Answer ... Retail banks: Retail banks are structured to provide financial services to individuals and small businesses. The financial services that they offer include:
- savings and current accounts;
- loans;
- mortgages; and
- credit card facilities.
They have a large network of branches and automatic teller machines so that their services are easily accessible to customers.
Commercial banks: Commercial banks provide financial services to businesses, corporations and other large organisations. The services provided by commercial banks include:
- loans;
- lines of credit;
- cash management; and
- investment services.
They also provide services to retail customers; however, much of their focus is on the needs of larger organisations.
Investment banks: Investment banks are structured in a way that facilitates services in respect of the management of financial assets, such as underwriting, mergers and acquisitions, and securities trading. They also provide advisory services to clients in respect of investment opportunities and risk management.
Development banks: Development banks generally engage in development finance activities such as infrastructure projects, as well as assisting small and medium-sized enterprises.
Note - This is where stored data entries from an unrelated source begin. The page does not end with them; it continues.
PR #165, opened 2026-04-30
Add lore-memory action='compare' verdict-recording dispatcher

Iron-Ham:
## Summary

- Adds the `compare` action to `lore-memory` — the verdict-recording tool that closes the loop between #03's candidate generator and the upcoming #09 scan CLI.
- Six frozen verdicts: actionable (`conflicts_with`, `supersedes`) dispatch into existing 0.8.0/06 contradiction/supersession surfaces; symmetric verdicts (`scoped`, `related`, `compatible`, `not_conflict`) update `Compared With` + `Compare Notes` only.
- Pair-scoped idempotency via the winner's local Compare Notes NDJSON — avoids the cross-project title-collision bug that a global fact-graph gate would introduce.

## Key design choices

- **Pair-scoped Compare Notes membership, NOT `findLiveByTriple`.** Global fact-graph dedup hashes `(subject, predicate, object)`, so a same-titled pair in a different project would either suppress a legitimate decrement or fail to record per-pair judgments. Compare Notes records the pair explicitly via the `target` field; no global lookup needed.
- **Overflow preflight before destructive dispatch.** `appendCompareNote` is called against both sides before any decrement / fact write fires. A would-overflow pair throws BEFORE the destructive path lands — the most common failure mode for `recordCompared` never reaches dispatch.
- **Direction validation runs BEFORE Notion hydration.** `affectedMemoryId` is cross-field-validated against `memoryIdA` / `memoryIdB` before the parallel `services.memories.getById` calls — verified by tests asserting `getById` is NOT called on every direction-mismatch path.
- **Post-dispatch `recordCompared` failure throws structured `InconsistentCompareStateError`.** The error carries `dispatchedFactId`, `decrementedMemoryId`, `compareNotesEntryToWriteA/B`, `comparedWithRelationToWrite` — diagnostic fields the operator uses to manually reconcile via Notion's UI rather than retry (which would double-decrement).

## What changed

- `src/core/memory.ts`:
  - `MemoryService.recordCompared` — symmetric two-page `pages.update` (Compared With + Compare Notes per side)
  - `recordContradiction` / `recordSupersedence` — exported dispatch helpers accepting a structural `CompareDispatchServices` bundle (mirrors `WakeUpServices` posture)
  - `hasMatchingCompareNote` — pure pair-scoped idempotency check
- `src/mcp/tools/memory.ts`:
  - New `compare` case on the `lore-memory` discriminated union
  - `handleCompare` handler with self-pair / direction / cross-project / idempotency / overflow guards in order
  - `InconsistentCompareStateError` class
  - Tool description and flat input schema updated
- `src/core/AGENTS.md` — `MemoryService` entry updated to mention the three new methods/helpers and the `CompareDispatchServices` type.

## Test plan

- [x] Service-level: 16 new tests in `src/core/memory.test.ts` covering `hasMatchingCompareNote`, `MemoryService.recordCompared`, `recordContradiction`, `recordSupersedence` (project intersection, judgeConfidence-to-categorical mapping, throughput on first-vs-existing notes).
- [x] Handler-level: 17 new tests in `src/mcp/tools/memory.test.ts` covering happy paths per verdict, all the direction-validation rejections (asserting no Notion read fires), supersedes-non-decision rejection, self-pair guard, cross-project guard, idempotent re-compare, verdict change, overflow preflight blocking destructive side effects, post-dispatch `recordCompared` failure on actionable vs. symmetric, cross-project title-collision NOT being suppressed, and the Zod schema rejecting unknown verdict / >200-char reason / out-of-range judgeConfidence.
- [x] `npm run test` green (2158/2158).
- [x] `npm run lint` clean.
- [x] `npm run build` succeeds.
- [ ] Production-vault verification deferred until 0.9.0/01 + /02 schema migration lands on the Mail vault — `compare` is a write surface and the new schema columns are required.


Iron-Ham (commented):
Principal review for Phase 2 / issue 0.9.0/05.

Findings:

P1 - `src/mcp/tools/memory.ts:959`

`supersedes` does not dispatch through the existing decision-supersede path. It only calls `recordSupersedence()`, which decrements confidence and emits a `supersedes_decision` fact, but it never calls `DecisionService.supersede()`. That means the new decision's `Supersedes` relation is not updated, the old decision's `Status` is not set to `superseded`, and the response text saying the old decision was marked superseded is false. The phase contract says this verdict routes through the existing lore-supersede semantics, so please reuse the same service path that `lore-decision action='supersede'` uses.

P1 - `src/mcp/tools/memory.ts:902`

The idempotency key ignores asymmetric direction. After `A conflicts_with B` with `affectedMemoryId=B`, both pages get a `{ verdict: "conflicts_with", target: <other> }` note. A later corrected judgment with the same pair/verdict but `affectedMemoryId=A` checks B's note targeting A and incorrectly returns `alreadyJudged`, so the newly affected memory is never decremented and the incorrect previous direction remains authoritative. Please include the affected/loser id, or an explicit role/direction field, in the stored note and in the idempotency match for asymmetric verdicts.

P1 - `src/core/memory.ts:2607`

`recordContradiction()` decrements confidence before `facts.createWithDedup()`. If fact creation fails, the tool returns an error before `recordCompared()` writes the Compare Notes gate, leaving a halved memory with no audit marker; retrying the same compare can halve it again. The same ordering issue exists in `recordSupersedence()` at `src/core/memory.ts:2655`. Please make this failure mode retry-safe, or surface the same kind of structured partial-state recovery error used for post-dispatch `recordCompared()` failures.

- `npm run typecheck` passed.

Iron-Ham (commented):
## Summary

Architecturally sound and the test bench is dense. The frozen-vocabulary discipline holds, the asymmetric/symmetric split is correct in code, the ordering of guards (self-pair → direction → hydrate → cross-project → idempotency → preflight → dispatch → audit) matches the spec exactly, and the `npm run test` (2158/2158) and `npm run typecheck` both come up green on a fresh checkout. The pair-scoped idempotency rationale (Compare Notes vs `findLiveByTriple`) is the right call and the cross-project title-collision test pins it.

That said, three real issues need a response before merge — two are documentation/agent-surface drift, one is dead-parameter cruft on the dispatch helpers. None are correctness bugs in the dispatch math.

## Strengths

- **Order-of-operations is exactly right.** `validateAffectedMemoryId` runs before hydration; `hasMatchingCompareNote` runs before `appendCompareNote` preflight; preflight runs before dispatch; `recordCompared` is the tail. Tests pin every "must run before X" claim with mock-not-called assertions (`getById`, `decrementConfidence`, `createWithDedup`, `recordCompared`).
- **`CompareDispatchServices` is genuinely minimal.** Two methods (`memories.decrementConfidence`, `facts.createWithDedup`). Mirrors `WakeUpServices` posture, accepts both real `LoreServices` and stubs without leaking the full bundle. No drift.
- **Cross-project title-collision test is the load-bearing one.** `src/mcp/tools/memory.test.ts:4307` constructs M_P1/M_P2/M_Q1/M_Q2 with identical titles, calls compare on both pairs, asserts both `decrementConfidence` calls land. This is the regression the spec called out as the prior `findLiveByTriple` design's bug. Pinned.
- **Idempotency-then-preflight order is correct.** A re-call past the cap short-circuits at the gate before `appendCompareNote` would throw — meaning idempotent retries don't surface as overflow errors.

## Concerns

### [BLOCKING] `recordContradiction` / `recordSupersedence` accept `reason` and `promptVersion` but never use them — and the AGENTS.md update claims otherwise

`src/core/memory.ts:2588-2620` (`recordContradiction`) accepts `input.reason` and `input.promptVersion` but only passes `subject` / `predicate` / `object` / `projectIds` / `sourceMemoryId` / `confidence` to `createWithDedup`. Same shape at `src/core/memory.ts:2636-2668` for `recordSupersedence`. `src/types.ts:1065-1083` confirms `CreateFactInput` has no body/reason/promptVersion column — a fact is a triple, not a rich record.

Two consequences:

1. **Vestigial parameters.** `reason` and `promptVersion` are dead weight on the helper signatures. They look load-bearing in the call site (the handler dutifully threads them through) but get dropped silently. Either drop them from the helper signatures, or thread them into a fact-body column (which doesn't exist in 0.9.0 schema and would be a separate PR).
2. **Doctrine drift in `src/core/AGENTS.md:18`.** The new line claims the helpers "fold prompt-version provenance into the fact body." That is factually false. The provenance survives only in Compare Notes, NOT in the fact. The AGENTS.md file is a reviewer's first stop for "what does this module do" — it must not lie. Either delete that clause or rephrase to "the prompt-version provenance survives via the Compare Notes audit trail; the fact carries only the subject/predicate/object triple."

The issue spec at `Phase-2/05-...md:500-512` overstates this too ("with `(judged under prompt vN)` appended so prompt-version provenance survives") — but the spec is allowed to aspire; the code and AGENTS.md must match what shipped.

**Suggested fix:** drop the unused parameters from the helper signatures. They have no test that asserts they're surfaced anywhere, so the change is mechanical. Update AGENTS.md to describe the actual behavior. If you want to preserve the parameters as forward-compat hooks for a future fact-body schema column, leave a `/* used by 0.9.x+ when fact body lands */` comment so the next reader doesn't read them as load-bearing.

### [BLOCKING] `InconsistentCompareStateError`'s diagnostic fields are unreachable through the MCP response

`src/mcp/tools/memory.ts:748-773` defines the error class with five diagnostic fields (`dispatchedFactId`, `decrementedMemoryId`, `compareNotesEntryToWriteA/B`, `comparedWithRelationToWrite`). The handler catches it implicitly via the outer `try { ... } catch (err) { return toolError(err) }` at `:1034-1036`. `toolError` (`src/mcp/helpers.ts:17-23`) reads ONLY `err.message` and discards everything else.

The PR body claims "the agent receives the diagnostic fields via the message body so it can forward them to the operator." That is not what ships. The agent receives the static `Error: Compare dispatch landed but recordCompared failed. ...` message and never sees `dispatchedFactId`, `decrementedMemoryId`, `compareNotesEntryToWriteA/B`, or `comparedWithRelationToWrite`. The operator inspecting Notion has no automated way to know which fact ID landed or which NDJSON line failed to write. The acceptance criterion at `Phase-2/05-...md:652-669` ("the agent receives this error and surfaces it to the operator instead of pretending the call succeeded") is half-met: surfaces yes, with diagnostic fields no.

The test at `:4223-4262` only asserts the message text — there's no assertion that any of the five diagnostic fields actually reach the agent. The test passes because the static message is correct.

**Suggested fix (any of):**
- Interpolate the diagnostic fields into the error message string so `toolError` carries them. Pre-existing precedent: `src/mcp/tools/memory.ts:1011` already does `JSON.stringify(entryA)` — just embed them. Drop the typed `readonly` fields if you do this; they become dead weight too.
- Add a `toolError`-shaped renderer that special-cases `InconsistentCompareStateError` and emits the diagnostic JSON in the response body. Less invasive but adds a special-case at the catch site.
- Pin a test that asserts at least the dispatched fact id and decremented memory id appear somewhere in the rendered response text — the current test is too generous.

The third option is the cheapest and forces a future contributor to keep the diagnostic surface honest.

### [QUESTION] CLAUDE.md says compare `conflicts_with` "Routes through `lore-correct`" — but the implementation bypasses it

`CLAUDE.md:181-187` says `conflicts_with` "Routes through `lore-correct`" and `supersedes` "Routes through `lore-supersede`." The implementation does neither. `recordContradiction` directly calls `services.memories.decrementConfidence` + `services.facts.createWithDedup`. `lore-correct` (`handleInvalidate`, `src/mcp/tools/knowledge.ts:357-401`) does TWO things: (1) `facts.invalidate` on an existing fact, and (2) decrement the source memory's confidence. Compare creates a NEW contradiction fact, doesn't invalidate anything.

The behavioral outcome is roughly equivalent for the agent — confidence halves, contradiction is recorded — but they're different code paths and `lore-correct`'s "invalidate this existing fact" semantics aren't part of compare. The doctrine in CLAUDE.md is misleading (a future agent reading "Routes through `lore-correct`" might expect a fact ID to be passed, and there's nothing in this PR to disabuse them).

This is doctrine drift inherited from #04, not an issue this PR has to fix. But the PR author is the right person to flag it — they've now read both surfaces. Worth either a follow-up issue against #04 or a one-line clarification in this PR's CLAUDE.md (something like "Records a fresh `conflicts_with` fact and halves confidence; not literally a `lore-correct` invocation — use `lore-correct` for invalidating existing facts").

### [NIT] Symmetric idempotency under swapped argument order is correct but untested

For symmetric verdicts, `src/mcp/tools/memory.ts:902` reads memoryA's notes for target=memoryB.id. After a first call with `(X, Y, scoped)`, `recordCompared` writes target=Y to X's notes AND target=X to Y's notes. A second call with `(Y, X, scoped)` reads memoryA(=Y)'s notes for target=memoryB.id(=X) — that entry exists, so it short-circuits. The symmetry holds, but the only idempotency test (`:4094`) uses `conflicts_with` (asymmetric) where the gate winner is unambiguous. A symmetric-verdict idempotency test (especially one calling with swapped argument order) would pin this property and prevent a future refactor that, e.g., gates on `(memoryA.id, memoryB.id)` strict-pair from silently breaking it.

### [NIT] `requireAffectedMemoryId` from the spec is replaced by inline `loser!` non-null assertions

The spec proposed exporting `requireAffectedMemoryId` as a pure type-narrowing helper with a documented "Internal: ... validateAffectedMemoryId should have caught this upstream" assertion error. The PR uses inline `loser!`, `winner!`, `loser!.kind` non-null assertions instead. Functionally equivalent because the validation runs upstream, but the assertion-error message is gone — if a future refactor reorders guards and `loser` is unexpectedly null, the failure surfaces as a TypeError instead of the documented invariant message. Cheap to add as `assertSet(loser)` once at line 891-892. Don't block on this.

## Test coverage assessment

**33 tests as advertised** (16 service + 17 handler). I verified the count by greping `it(` blocks under each `describe` band. Map against the spec's acceptance criteria:

| Acceptance criterion | Pinned by |
|---|---|
| `conflicts_with` halves correct side | `:3813` happy path + `:3851` swap |
| Asymmetric without `affectedMemoryId` rejects pre-hydration | `:3879` |
| `affectedMemoryId` pointing to third memory rejects pre-hydration | `:3903` |
| Symmetric with `affectedMemoryId` rejects pre-hydration | `:3926` |
| `supersedes` halves decision-kind affected | `:3986` |
| `supersedes` non-decision affected throws, no writes | `:3950` |
| Symmetric verdicts skip dispatch | `:4024` (loops all four) |
| Self-pair guard | `:4049` |
| Cross-project guard | `:4071` |
| Same-pair same-verdict idempotent | `:4094` |
| Verdict change allowed | `:4137` |
| Overflow preflight blocks dispatch | `:4175` |
| Post-dispatch failure on actionable → InconsistentCompareStateError | `:4223` |
| Post-dispatch failure on symmetric → bare rethrow | `:4264` |
| Cross-project title-collision NOT suppressed | `:4307` |
| Zod rejects unknown verdict / >200 reason / oob judgeConfidence | `:4368` |

**Service tests** (`src/core/memory.test.ts:6072-6500`): `hasMatchingCompareNote` (5 cases including malformed-line, blank-line, empty), `recordCompared` (4 cases including the over-cap appendCompareNote contract), `recordContradiction` (3 cases including the `judgeConfidence` → categorical mapping at undefined / `< 0.6` / multi-project intersection), `recordSupersedence` (parallel to recordContradiction, smaller).

**Coverage gaps:**
- No test asserting symmetric-verdict idempotency holds under swapped argument order (see [NIT] above).
- No test asserting `recordContradiction` / `recordSupersedence` actually drop the unused `reason` / `promptVersion` parameters — would catch a future refactor that started using them. (If you fix [BLOCKING] #1 by removing the parameters, this becomes moot.)
- No test asserting `InconsistentCompareStateError`'s diagnostic fields surface to the agent (see [BLOCKING] #2). The current test only asserts the static message text.
- No test for `judgeConfidence` mapping at exactly the 0.85 / 0.6 boundaries (only `undefined`, `<0.6`, and the high-end happy path). The `score >= 0.85` and `score >= 0.6` thresholds in `factConfidenceFromJudge` would benefit from boundary pins.

The 33-test suite is dense and the coverage gaps are mostly thin-edge stuff. The two [BLOCKING] items above are about the scattered "the user-visible surface doesn't match the documentation" claims — fix the doc / fix the code to agree, then we're shipping.

## Verdict

**REQUEST CHANGES.** Two blocking docs-vs-code drifts (vestigial helper parameters w/ matching false AGENTS.md claim; unreachable `InconsistentCompareStateError` diagnostic fields) and one open question (CLAUDE.md "Routes through" doctrine). The dispatch math, the ordering of guards, and the test bench are production-grade — the architectural design call is sound and the implementation matches it. But shipping with documentation that overstates what the code does is its own kind of regression: the PR body, AGENTS.md, and CLAUDE.md tell three slightly different stories, and a future contributor reading any one of them will be misled. Tighten the surface, re-verify, and this is approve-on-second-pass.

Iron-Ham:
All review findings addressed in the amended commit (force-pushed). Verified locally with `npm run typecheck` clean, `npm run lint` clean, `npm run test` 2174/2174 (was 2158 — added 16 tests), `npm run build` succeeds, MCP server smoke-tested via `tools/list` against the production vault (read-only).

## Reviewer 1 (P1 findings)

**P1 #1 — `supersedes` does not dispatch through DecisionService.supersede.** Fixed. Added `decisions: { supersede(newId, oldId) }` to `CompareDispatchServices`. `recordSupersedence` now runs three steps in order:

1. `decisions.supersede(winner.id, loser.id)` — updates the new decision's `Supersedes` relation and flips the old decision's `Status` to `superseded` (matches the existing `lore-decision action='supersede'` path).
2. `createWithDedup` — emits the `supersedes_decision` fact with subject/object as decision IDs (matching the existing supersede shape, not titles).
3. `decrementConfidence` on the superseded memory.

Cooperative banks: Cooperative banks are owned and operated by their members, who are typically small business owners, farmers or consumers. The services provided by cooperative banks are quite similar to those of retail banks as referred to above, but cooperative banks focus on serving their members’ needs rather than maximising profits.
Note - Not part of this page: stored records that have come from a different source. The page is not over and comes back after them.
PR #166, opened 2026-05-01
Surface promotion advisory on topic-key upsert responses

Iron-Ham:
Issue 0.9.0/15. Implements the response-footer hint that surfaces when a topic-key upsert crosses a revision-count or body-length threshold, so the calling agent or operator sees the promotion option at the moment of save without having to recall it from operating-contract prose.

## Summary

- Adds `PROMOTE_REVISION_THRESHOLD = 5` and `PROMOTE_BODY_LENGTH_THRESHOLD = 5000` exported consts in `src/core/memory.ts` so a future patch can retune without schema or behavioral changes.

Mutual banks: Mutual banks in South Africa are structured similarly to other types of banks, with a few key differences. Unlike traditional banks, mutual banks are owned by their depositors, rather than by shareholders. Ownership in this type of bank is attained through opening an account with the bank and becoming a member. Mutual banks in South Africa are also subject to regulations and requirements set by the South African Reserve Bank (SARB), which oversees the country’s banking industry. These regulations are designed to ensure that mutual banks:
- operate in a safe and sound manner; and
- protect the interests of their customers.
This structure is created to promote transparency and accountability, with a keen focus on the customer, as opposed to shareholders.
Islamic banks: Islamic banks are conventional banks for Islamic customers but are not structured to provide fixed interest on loans and deposits, unlike conventional banks. The returns from Islamic bank activities are distributed through profit sharing, meaning that each client is considered a shareholder in the bank.